Boundary layer analysis of the Navier-Stokes equations with Generalized Navier boundary conditions

TL;DR

This paper analyzes the boundary layer behavior of Navier-Stokes equations with generalized boundary conditions, providing explicit convergence rates to Euler solutions as viscosity vanishes, and simplifies previous approaches.

Contribution

It introduces a simple explicit corrector for boundary layer analysis under generalized Navier boundary conditions, improving convergence results and rates compared to prior work.

Findings

Convergence of Navier-Stokes to Euler solutions with explicit rates

Explicit corrector simplifies boundary layer analysis

Improved uniform convergence results in time and space

Abstract

We study the weak boundary layer phenomenon of the Navier-Stokes equations in a 3D bounded domain with viscosity, $\epsilon > 0$, under generalized Navier friction boundary conditions, in which we allow the friction coefficient to be a (1, 1) tensor on the boundary.
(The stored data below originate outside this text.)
PR #358, opened 2026-07-31
Extract the hardened fetch path into a shared module

brandonlucasgreen:
**Pure relocation, no behaviour change.** Prerequisite for release catalog ingest, kept as its own PR so the diff is easy to read and the revert-check flag is easy to dismiss.

## Why share it rather than let ingest do its own fetching

Ingest has to fetch Bandcamp URLs **read out of `artist_links`** — and those aren't trustworthy (a claimed artist can store any URL there; that's the separate task already spun out). So ingest needs the same protections `check-releases` just got.

Reimplementing them is the failure mode worth designing against, because neither check is obvious and each exists because the obvious version was wrong:

1. **Validating the URL you were *given* says nothing about the URL you *retrieve*.** Node's `fetch` follows redirects transparently, so redirects are resolved manually and every hop re-validated.
2. **A hostname string check is not an SSRF boundary.** `169-254-169-254.nip.io` is an ordinary public name that resolves to `169.254.169.254`. Every hop is also resolved, and every answer must be public.

Both lessons now sit at the top of the shared module rather than buried inside one endpoint.

## What moved, and what didn't

**Moved** to `api/functions/safe-fetch.ts`: `safeFetch`, `safeHostname`, `resolvesToPublicAddress`, plus the `FETCH_USER_AGENT` / `MAX_REDIRECTS` constants.

**Deliberately stayed** in `check-releases.ts`: `mayFetch`. It answers *"may we fetch this on an **anonymous caller's** behalf"* — allowlisted, or already stored for this artist — which is specific to that endpoint. Ingest has no anonymous caller, and its URLs come *from* `artist_links`, so the stored-link half would be trivially true and tell it nothing. Ingest will use `isUrlHostnameAllowed` directly to reject a stored URL that isn't actually a Bandcamp link.

Signature is unchanged to keep this a pure move; the only functional difference is the log prefix (`[check-releases]` → `[safe-fetch]`).

One docstring addition worth noting: `safeFetch` now says plainly that it answers **"safe to fetch", not "allowed to fetch"**. Conflating those two questions is exactly what produced the second-hop finding in #355, so it's recorded where the next caller will read it.

## Regression proof

- **All 292 pre-existing API tests pass untouched** — including the 77 that exercise this code through the `check-releases` handler. For a pure move, that's the evidence that matters.
- **13 new tests** pin the now-public exported surface directly, since ingest won't go through that handler: every-hop re-resolution, refusal-by-default on resolver failure / empty answers / junk hostnames, the private-AAAA-behind-public-A case, the redirect bound, relative `Location` resolution, and the deliberate 3xx-without-`Location` fall-through.
- `npm run test:api` — 305 passing (19 files)
- `npm run build` — clean
- Explicit `tsc --strict` over both files — only the pre-existing `mirloRssCache is possibly null`, which reproduces on `main`

## For the semantic-revert check

This is a **relocation, not a revert.** The moved code is byte-identical apart from the log prefix, and the DNS validation added in #355 (825df10) is preserved in full — see the `resolvesToPublicAddress` docstring, which still carries the `nip.io` rationale and the undici-pinning follow-up note.

### DIFF
--- a/api/functions/__tests__/safe-fetch.test.ts
+++ b/api/functions/__tests__/safe-fetch.test.ts
@@ -1,0 +1,146 @@
+// Direct tests for the shared safe-fetch module.
+//
+// check-releases-ssrf.test.ts already exercises this heavily *through* the handler; these
+// pin the exported surface itself, because it is now shared and the next caller (release
+// catalog ingest) won't go through that handler. The properties worth locking are the two
+// that are easy to reimplement wrongly: every hop gets re-validated, and refusal is the
+// default whenever a check can't be completed.
+
+import { describe, it, expect, vi, beforeEach } from 'vitest';
+
+const mocks = vi.hoisted(() => ({ lookup: vi.fn(), fetch: vi.fn() }));
+vi.mock('dns/promises', () => ({ lookup: mocks.lookup }));
+
+import { safeFetch, safeHostname, resolvesToPublicAddress, MAX_REDIRECTS, FETCH_USER_AGENT } from '../safe-fetch';
+
+function res(status: number, opts: { location?: string; url?: string } = {}): Response {
+  return {
+    status,
+    ok: status >= 200 && status < 300,
+    url: opts.url ?? '',
+    headers: { get: (h: string) => (h.toLowerCase() === 'location' ? opts.location ?? null : null) },
+    text: async () => '',
+  } as unknown as Response;
+}
+
+const PUBLIC = [{ address: '93.184.216.34', family: 4 }];
+
+beforeEach(() => {
+  vi.clearAllMocks();
+  mocks.lookup.mockResolvedValue(PUBLIC);
+  vi.stubGlobal('fetch', mocks.fetch);
+});
+
+describe('safeHostname', () => {
+  it('extracts the hostname', () => {
+    expect(safeHostname('https://example.com/a/b?c=d')).toBe('example.com');
+  });
+
+  it('returns a sentinel rather than throwing on junk', () => {
+    expect(safeHostname('not a url')).toBe('<unparseable>');
+    expect(safeHostname('')).toBe('<unparseable>');
+  });
+});
+
+describe('resolvesToPublicAddress', () => {
+  it('accepts a host whose every answer is public', async () => {
+    mocks.lookup.mockResolvedValue([
+      { address: '93.184.216.34', family: 4 },
+      { address: '2606:4700::1111', family: 6 },
+    ]);
+    expect(await resolvesToPublicAddress('example.com')).toBe(true);
+  });
+
+  it('rejects a host resolving into private space', async () => {
+    mocks.lookup.mockResolvedValue([{ address: '169.254.169.254', family: 4 }]);
+    expect(await resolvesToPublicAddress('169-254-169-254.nip.io')).toBe(false);
+  });
+
+  it('rejects when any single answer is private', async () => {
+    mocks.lookup.mockResolvedValue([
+      { address: '93.184.216.34', family: 4 },
+      { address: 'fd00::1', family: 6 },
+    ]);
+    expect(await resolvesToPublicAddress('dual-stack.example.com')).toBe(false);
+  });
+
+  it('refuses on resolver failure, empty answers, or a junk hostname', async () => {
+    mocks.lookup.mockRejectedValue(new Error('ENOTFOUND'));
+    expect(await resolvesToPublicAddress('nope.example.com')).toBe(false);
+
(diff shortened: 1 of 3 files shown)


brandonlucasgreen (commented):

**Summary: clean relocation, no findings that block merge.** I diffed the moved code line-by-line against what was removed from `check-releases.ts`, and it checks out as claimed — `safeFetch`, `safeHostname`, `resolvesToPublicAddress`, `MAX_REDIRECTS`, `FETCH_USER_AGENT` are byte-identical apart from the log-tag rename. `mayFetch` and the cross-host confinement logic in `checkBandcamp` (the parts that actually decide what's safe/allowed) are untouched.

### Security

- **Auth/authorization** — no change. `mayFetch`'s allowlist-or-stored-link gate is untouched; the new module doesn't add a new entry point.
- **Input validation** — no change. `isSafePublicHostname` and `resolvesToPublicAddress` are preserved verbatim, including the "refuse on any failure/empty answer" default and the all-DNS-answers-must-be-public check that closes the `nip.io`/metadata-endpoint gap. **confirmed** — verified by direct diff, and locked by 13 new unit tests in `safe-fetch.test.ts` that exercise the private-AAAA-behind-public-A case, resolver failure, and empty-answer cases independently of the handler.
- **Secret handling** — n/a, nothing touches secrets here.
- **Injection risks** — n/a, no new parsing/templating introduced.
- **Unsafe defaults** — no change. Refusal-by-default on redirect targets and on resolver failure is preserved (`resolvesToPublicAddress` still returns `false` on any exception).
- **Data exposure** — no change. The full caller-supplied URL still never reaches logs; only `safeHostname()` output does, same as before.

One **needs-manual-verification** note, not a code defect: `safe-fetch.ts` isn't added to `api/tsconfig.json`'s narrow `include` list, so per this repo's own build gotcha (CLAUDE.md) it won't be typechecked by `tsc -b` or caught in CI on a future edit — same exposure `check-releases.ts` already had, just now duplicated onto a second file. Worth adding both to the include list given this is SSRF-security-critical code, but that's a follow-up, not something this PR regresses.

### Regression

- **Changed assumptions** — the only observable behavior change is the log line prefix, `[check-releases]` → `[safe-fetch]`, called out explicitly in the PR description. **needs-manual-verification**: if any external log-based alerting filters on the literal `[check-releases]` string for SSRF-refusal warnings, it will go quiet for this code path until updated. Low severity, easy to miss because nothing in the diff or tests would catch it.
- **Edge cases / null/empty behavior** — unchanged; the 3xx-with-no-`Location` fail-closed behavior and the `<unparseable>` hostname sentinel path are preserved and still covered by tests.
- **Off-by-one logic** — the `hop <= MAX_REDIRECTS` bound (6 attempts total) is unchanged, and the new test `bounds a redirect loop at MAX_REDIRECTS + 1 attempts` pins it directly, which is new coverage `check-releases.ts` didn't have in isolation before.
- **State transitions / API contract drift** — none. `checkBandcamp`/`checkFaircamp`/`checkMirlo`/the handler all keep calling `safeFetch`/`safeHostname` with the same signatures, just from a new import path.

Nothing here rises to confirmed/plausible security risk — the two items above are process notes, not exploitable gaps. `npm run test:api` claim (305 passing) is consistent with the diff; didn't independently re-run CI.

---

brandonlucasgreen (commented):
@brandonlucasgreen Security + regression review.

**Confirmed clean.** Verified this is a pure relocation: `safeFetch`, `safeHostname`, and `resolvesToPublicAddress` in the new `api/functions/safe-fetch.ts` are logically identical to what was removed from `check-releases.ts` (only the log prefix and the `USER_AGENT`→`FETCH_USER_AGENT` export rename changed). `check-releases.ts`'s remaining imports (`isSafePublicHostname`, `isUrlHostnameAllowed`, plus `safeFetch`/`safeHostname` from the new module) match every call site left in that file — no stray references to the removed local copies.

- **Auth/authorization, input validation, injection, secret handling:** N/A — no behavior surface changed.
- **Unsafe defaults / data exposure:** N/A — the SSRF guarantees (per-hop re-validation, all-DNS-answers-public, refuse-on-resolver-failure, redirect-bound) are carried over unchanged, including the documented residual risk (DNS-answer-changes-between-check-and-connect) and its rationale for not pinning to a resolved address.
- **Regression:** none found. The new direct unit tests (`safe-fetch.test.ts`) cover the exported surface, and the PR notes all 292 pre-existing tests (including the 77 exercising this code through the `check-releases` handler) pass unmodified — consistent with a behavior-preserving move.

No blocking issues. My review of the stacked #359 (which depends on this) is posted there.

---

When the tensor is a multiple of the identity we obtain Navier boundary conditions, and when the tensor is the shape operator we obtain conditions in which the vorticity vanishes on the boundary. By constructing an explicit corrector, we prove the convergence of the Navier-Stokes solutions to the Euler solution as the viscosity vanishes. We do this both in the natural energy norm with a rate of order $\epsilon^{3/4}$ as well as uniformly in time and space with a rate of order $\epsilon^{3/8 - \delta}$ near the boundary and $\epsilon^{3/4 - \delta'}$ in the interior, where $\delta, \delta'$ decrease to 0 as the regularity of the initial velocity increases. This work simplifies an earlier work of Iftimie and Sueur, as we use a simple and explicit corrector (which is more easily implemented in numerical applications). It also improves a result of Masmoudi and Rousset, who obtain convergence uniformly in time and space via a method that does not yield a convergence rate.